Die Jagdkultur unseres Landes bietet die Gelegenheit, die Wildgastronomie und Wildfleisch als kulinarische Zutat zu fördern. Zahlreiche Rezepte zeigen die Beliebtheit von Wildgerichten, und nun wollen wir uns die Zubereitung von Wildschweinrücken näher ansehen.
Wildtiermanagement
Der Verzehr von Wildnahrung ist fast so alt wie die Menschheit. Vor der Domestizierung von Wildtieren gingen unsere Vorfahren einfach auf die Jagd, um ihren Lebensunterhalt zu bestreiten, wobei es nur darum ging, Fleisch zu bekommen. Heute wird die Jagd aus zwei Gründen betrieben. Der eine ist das Wildtiermanagement, um die Größe und Qualität der Wildtierpopulationen zu beeinflussen. Der andere ist die Jagd selbst, bei der es nicht nur um die Tötung des Tieres geht, sondern auch um Wildhege, Wildschutz, Trophäenverwaltung, Tierpflege und möglichen Fang. In beiden Fällen Wildfleisch ist auch das Ziel der Aktivität, die hochwertige Zutaten in die Küche bringen kann.

Wildfleisch ist etwas Besonderes, aber nur wenige Menschen essen es
Vor ein paar hundert Jahren hat unser Land Gastronomie Wildfleisch war Teil ihrer Kultur. Jede Menge Kaninchen, besuchen Sie, Fasan, Mufflon, Wildschwein, haben wir eine Taube gegessen. Es kamen auch Gerichte auf den Tisch, an die wir heute nicht mehr denken würden, wie Schwäne, Pfaue und Dachse. Obwohl es sie immer noch gibt, essen viele Menschen sie nur ungern, obwohl wir viel Nutzen aus ihnen ziehen. Es stammt aus nachhaltiger Wildtierhaltung, die unsere Umwelt schützt, und das Fleisch von Wildtieren ist viel gesünder als das von Haustieren.
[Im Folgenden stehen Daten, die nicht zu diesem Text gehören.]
PR #520, opened 2018-03-21
Increase memory limit for CHP nginx container

betatim:
This container seems to regularly bump into the memory limit and gets
killed. Increasing the limit is more of a bandaid to help with the
symptom, than a long term fix.

From grafana it seems we get occasional spikes which are above the limit, not sustained long term increase/leaks.

### DIFF
--- a/config/prod.yaml
+++ b/config/prod.yaml
@@ -44,10 +44,10 @@ binderhub:
       nginx:
         resources:
           requests:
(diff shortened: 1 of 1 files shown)


minrk:
Possibly relevant report of nginx memory growth: https://github.com/kubernetes/contrib/issues/2215

PR #3165, opened 2025-01-13
temporary: redirect all instead of proxying mybinder.org to GESIS

minrk:
should avoid CORS issues with mismatched GESIS page templates


rgaiacs:
Looks good to me.

@minrk you can merge for us to test.

PR #3169, opened 2025-01-17
Add a 2i2c federation member on Hetzner

yuvipanda:
https://2i2c.mybinder.org/ is up now!

https://github.com/2i2c-org/2i2c-org.github.io/pull/356/files#diff-7244b57e647732dd6a8f006bdf63943e1dcb813fa1a085073522ccf40e2cdfc6 has more context - that's also an announcement blog post. It came together quickly.

This is a single node k3s cluster running on Hetzner. It's not as large as we'd like it to be - which is CCX63 on https://www.hetzner.com/cloud. That's 48 vCPUs and 192GB of RAM. And with k3s, we can override the number of pods on a node. Given the current guarantee of 450M, we can put approximately 400 pods on this one node! That runs out to less than $1 / month per user capacity which is pretty good.

Still need to figure out:

1. Access for everyone else on the team
2. Resize the server to be big, and set up k3s again there from scratch + document (I simply followed the quickstart with traefik disabled)
3. Test prometheus and grafana
4. Add 2i2c to list of supporters

Am excited to try this out and see how it goes.

Thanks to @choldgraf, @colliand, @jmunroe and others at 2i2c for supporting me through this.


choldgraf:
It was so fast to spin this up!

yuvipanda:
Am going to try to put the registry in cluster as well, let's see.

minrk:
This is awesome! I won't have time to monitor a deployment rollout until Monday, but this looks great.

mybinder/templates/registry/deployment.yaml
```diff
@@ -0,0 +1,56 @@
...
+          name: registry-config
+      - name: registry-secret
+        secret:
+          secretName: registry-secret
+      - name: registry-storage
+        persistentVolumeClaim:
+          claimName: registry
+      containers:
+      - name: registry
+        image: registry:2.8.3
```
manics, line 42: In a future PR we should add this to the watch-dependencies workflow
https://github.com/jupyterhub/mybinder.org-deploy/blob/b9439b5b15263ff703ea46c07bfd6c4584d1422c/.github/workflows/watch-dependencies.yaml#L33-L39

mybinder/values.yaml
```diff
@@ -10,6 +10,20 @@ cryptnono:
       containerdHostPath: /run/containerd/containerd.sock
       dockerHostPath: /run/dind/docker.sock
 
+registry:
+  enabled: false
+  config:
+    version: 0.1
```
manics, line 16: What is `version` used for?

mybinder/values.yaml
```diff
@@ -10,6 +10,20 @@ cryptnono:
...
+    auth:
+      htpasswd:
+        path: /etc/distribution/auth.htpasswd
+  service:
+    type: ClusterIP
+  storage:
+    filesystem:
+      storageClassName: ""
+      size: 10Gi
```
manics, line 25:
```suggestion
      # Size is currently ignored- using local path provisioner
      size: 10Gi
```
I presume you're just using K3s' default local storage?

manics (approved):
This is great! Do you want to merge this now?

Is your plan to figure out the automated deployment in a future PR, after you work out how to setup external K8s API access?

> This is awesome! I won't have time to monitor a deployment rollout until Monday, but this looks great.

I think it's fine to merge now and revert if necessary- doesn't add a Hetzner GitHub deployment workflow, it only modifies the redirector to direct builds and make Hetzner the prime host.

manics:
Can you check the websocket timeout?
https://2i2c.mybinder.org/v2/gh/jupyterhub/jupyter-remote-desktop-proxy/HEAD?urlpath=desktop
The desktop reproducibly goes blank after ~70 seconds

yuvipanda:
@manics I already sorted out external access (see https://github.com/jupyterhub/mybinder.org-deploy/pull/3169/files#diff-7bd97b74c45fda1d974a0f752288c28f7f38eaf85005a1953adb7dfc6e34df9e)! no github deploy yet

mybinder/values.yaml
yuvipanda: From https://distribution.github.io/distribution/about/configuration/

yuvipanda:
I've a tattoo appt all day, I'll get back to this once that's done!

yuvipanda:
@manics I wonder if that's nginx timeout that needs tuning

yuvipanda:
@manics hmm, I can't seem to reproduce the timeout! There's no external load balancer here, just our nginx. Is it still happening to you?

yuvipanda:
The current node is really small - only a `CCX23`. I'm waiting for a quota increase to make it bigger. I think it's worth waiting for that to happen, as CCX23 is only 16GB of RAM

rgaiacs:
This looks good to me. Thanks 2i2c! <3

yuvipanda:
I've added an encrypted ssh key for ssh access for other team members!

yuvipanda:
I've sent email invites to the hetzner project to @minrk and @manics. @rgaiacs if you share an email address with me i can send one to you too!

yuvipanda:
poking to see if i can switch the registry to object storage already, while we wait for the quota increase. This would mean the instance is purely zero state to a much greater extent.

yuvipanda:
Alright, now we use the hetzner object storage as the storage backend for the registry! and thus we run 2 replicas of the registry as well :)

I'm also leaving in comment the small bit of config change that's required to continue using the filesystem backend as well. The goal here is to make it *as easy as possible* for people to join the federation. And with this, that's simply down to '1 VM'

yuvipanda:
I started adding k3s docs!

manics:
Are you missing a commit? `secrets/hetzner-2i2c.yml` is identical to `secrets/ovh2-kubeconfig.yml`

manics:
I've got SSH access, copying the k3s.yaml kubeconfig file and editing the server IP gives me K8S access!

yuvipanda:
@manics ah yes - i was missing a commit. Added now.

yuvipanda:
I validated that we can change the number of pods on a node by following https://stackoverflow.com/a/65899273. This node currently is set to max 250 pods although it can't support that many (is smol). Shall be added to the documentation on how to setup k3s.

secrets/hetzner-2i2c.yml
minrk, line 1: From the changes in deploy.py, I think this wants to be `secrets/hentzner-2i2c-kubeconfig.yml`

rgaiacs:
@yuvipanda you can send the invitation to `Raniere.CostadaSilva@gesis.org`.

yuvipanda:
The quota increase was approved! I've taken the existing node offlien and bringing up a new node. will be done tonight

yuvipanda:
@rgaiacs done!

yuvipanda:
Created new server from scratch, rebuilt it, and it's all good to go! I'm going to sleep though, so either I'm happy for someone else to merge it (ssh keys updated so you can debug if necessary), and if not I"ll try to find time.

minrk:
Awesome! Dealing with a plumber now, but I'll give it go when I'm free in an hour or two unless someone else is ready first.

minrk:
/test-this-pr

just to make sure the registry validates and doesn't deploy to staging

minrk:
Giving this a try!

PR #3182, opened 2025-01-22
Fixes for 2i2c hetzner member

yuvipanda:
- Put object storage in same DC as the server

  When I recreated the server, I had to do so in nuremberg
  rather than falkenstein because their nuremberg server was full.
  But the object storage for the images remained in the old location.

  I've created a new object storage bucket and moved that!

- Bring registry replicas back to 1

  It doesn't do much since the pulls go directly from hetzner I believe,
  and keeping it at 1 makes debugging easier for right now

- Increase the amount of resources dind has

  As this is a new member, there's gonna be a lot of builds to
  start with. Let's support that with higher resource limits.

- Increase binderhub replicas to 2

- Add suspicious but maybe useful nginx limit increase

- Increase 2i2c quota even more

### DIFF
--- a/config/hetzner-2i2c.yaml
+++ b/config/hetzner-2i2c.yaml
@@ -2,7 +2,7 @@ projectName: hetzner-2i2c
 
 registry:
   enabled: true
-  replicas: 4
+  replicas: 1
   config:
     storage:
       # Uncomment this and comment out the s3 config to use filesystem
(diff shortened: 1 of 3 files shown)


yuvipanda:
I'm also manually increasing `--max-concurrent-uploads` on the dind daemonset after each deployment as that was the source of all the build backups we were seeing earlier.

Issue #3188, opened 2025-01-23
Update test to support new frontend UI


rgaiacs:
BinderHub frontend UI migrated to vanilla HTML to React based app in https://github.com/jupyterhub/binderhub/pull/1856. Because of this, the test https://github.com/jupyterhub/mybinder.org-deploy/blob/6e2a0e2b4557ecffe0dd5521859a907fa21ca5c7/tests/test_federation_redirect.py#L13-L16 requires re-design.

The "simplest" solution is to replace assert to check for

```
<div id="root"></div>
```

from https://github.com/jupyterhub/binderhub/blob/65f807c12c61aed2179293d1bd0f72d117e92793/binderhub/templates/page.html#L24. In this simplest solution will don't need to run the JavaScript. We only check that the React based app has a HTML anchor.

Alternatively, the assert can be replaced with a solution powered by an automation library for browser testing like

- [Playwright](https://playwright.dev/)
- [Selenium](https://www.selenium.dev/)
- [Puppeteer](https://pptr.dev/)
- [Cypress](https://www.cypress.io/)

rgaiacs:
In https://github.com/jupyterhub/mybinder.org-deploy/pull/3189#issuecomment-2612156130, @minrk suggested to use [Playwright](https://playwright.dev/).

The continuous deployment run the test at https://github.com/jupyterhub/mybinder.org-deploy/blob/c46ce00a8e589ed7fa24ff6a7d97a72efa41a134/.github/workflows/cd.yml#L182-L188

A couple of more steps documented at https://playwright.dev/python/docs/ci#github-actions will need to be added before the tests start.

PR #3189, opened 2025-01-23
Re-write test_proxy_page() the simplest way possible

rgaiacs:
Related to https://github.com/jupyterhub/mybinder.org-deploy/issues/3188

A more robust way is to parse the HTML and check for the node instead of use the raw text representation.


manics:
@yuvipanda This may unblock https://github.com/jupyterhub/mybinder.org-deploy/pull/3156#issuecomment-2574753436
Does it make sense to you?

minrk:
I think a playwright test to make sure the page actually loads is probably a good idea, but this helps unblock us

PR #3211, opened 2025-02-08
Increase and centralize build memory limits

yuvipanda:
Follow-up to https://github.com/jupyterhub/mybinder.org-deploy/pull/3204, which failed because it removed the limit, which caused it to be lower than the request. All the reasons given in that PR still apply.

Here I bump up the limit enough until the super popular https://github.com/jupyterlab/jupyterlab-demo is able to build. It's not a functionally super complex environment.yml, and even with simplifications in https://github.com/jupyterlab/jupyterlab-demo/pull/147, it fails to build without the memory increase limit. As mentioned in the other PR, https://github.com/jupyterhub/repo2docker/pull/1402 will get rid of this kind of limit anyway, so it's ok to raise this.

### DIFF
--- a/config/hetzner-2i2c-bare.yaml
+++ b/config/hetzner-2i2c-bare.yaml
@@ -35,12 +35,7 @@ binderhub:
       image_prefix: registry.2i2c-bare.mybinder.org/i-
       # image_prefix: quay.io/mybinder-hetzner-2i2c/image-
       # build_docker_host: /var/run/dind/docker.sock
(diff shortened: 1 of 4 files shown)


rgaiacs:
@yuvipanda Regarding GESIS, the configuration is still in https://github.com/gesiscss/orc2/blob/59a67b86fa4325455041332596532c6afcbcfd8e/helm/gesis-config/production.yaml. I'm trying to move it to this repository.

PR #3213, opened 2025-02-08
Centralize and keep 3 months of metrics

yuvipanda:
I checked hetzner-2i2c, and it had about 10G of usage for 30d of metrics. Let's bump to 90. Eventually I wanna keep at least a year or two


yuvipanda:
I'm doing this because I think we can easily build a image registry cleaner off prometheus metrics.

PR #3178, opened 2025-01-21
[WIP] Streamline deployment of GESIS acceptance server

rgaiacs:
This is related with https://github.com/jupyterhub/mybinder.org-deploy/issues/2797 and https://github.com/jupyterhub/mybinder.org-deploy/issues/3087.

SSH access to GESIS Kubernetes cluster requires access to GESIS VPN. This makes the use of GitHub actions challenge.

Different than https://github.com/jupyterhub/mybinder.org-deploy/pull/3090, this PR assumes that the GESIS Kubernetes is configured. GESIS Kubernetes runs on bare-metal and is configured following [MetalLB + Ingress NGINX Controller](https://kubernetes.github.io/ingress-nginx/deploy/baremetal/#a-pure-software-solution-metallb).

GESIS operates a on-premise GitLab. This PR addes a GitLab CI/CD configuration to deploy the mybinder.org Helm chart to the GESIS Kubernetes using [GitLab agent for Kubernetes](https://docs.gitlab.com/ee/user/clusters/agent/install/).

After https://github.com/jupyterhub/mybinder.org-deploy/pull/3159, any the commit on `main` is pushed to GESIS GitLab and will trigger a new deployment of this mybinder.org Helm chart.

At the moment, the Helm chart deploy fails with

```
Error: Unable to continue with install: IngressClass "nginx" in namespace "" exists and cannot be imported into the current release: invalid ownership metadata; annotation validation error: key "meta.helm.sh/release-name" must equal "interactive-environment": current value is "ingress-nginx"; annotation validation error: key "meta.helm.sh/release-namespace" must equal "interactive-environment": current value is "ingress-nginx"
```

My understanding of the error is that GESIS Kubernetes already has a Ingress Class `nginx` that was configured for MetalLB + Ingress NGINX Controller but the Binder Hub and Jupyter Hub upstream Helm chart tries to create the same Ingress Class `nginx` and this operation is blocked. Is my understanding correct? @manics @yuvipanda @minrk

PR #3217, opened 2025-02-12
Set template config correctly

yuvipanda:
Turns out just setting it on NotebookApp doesn't set it on ServerApp now, and so all of our templates were actually just no-ops for a while.

Discovered while testing https://github.com/jupyterhub/mybinder.org-deploy/pull/3178

### DIFF
--- a/mybinder/values.yaml
+++ b/mybinder/values.yaml
@@ -42,7 +42,7 @@ tags: {}
 
 etcJupyter:
   jupyter_notebook_config.json:
-    NotebookApp:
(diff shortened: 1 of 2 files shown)


mybinder/values.yaml
```diff
@@ -42,7 +42,7 @@ tags: {}
 
 etcJupyter:
   jupyter_notebook_config.json:
```
minrk, line 44: Also need the right filename, I think:

```suggestion
  jupyter_server_config.json:
```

Es ist kalorien- und fettarm, enthält viel Eisen und Mineralien und hat einen hohen Proteingehalt.

Wildgastronomie
Wildfleisch wird als Zutat in der Küche immer beliebter. Man muss nicht lange nach einem Wildrezept suchen, denn es gibt so viele. Volksbräuche und Küche bilden die Grundlage dafür. Und neue Kochtechniken und Rezepte ermöglichen eine breite Palette von Verwendungsmöglichkeiten für Wildfleisch. Auch hier kommt es auf die Qualität des Rohstoffs, seine Verwendbarkeit und Tradition an. Wer Wildgerichte zubereiten will, muss wissen, wie es geht!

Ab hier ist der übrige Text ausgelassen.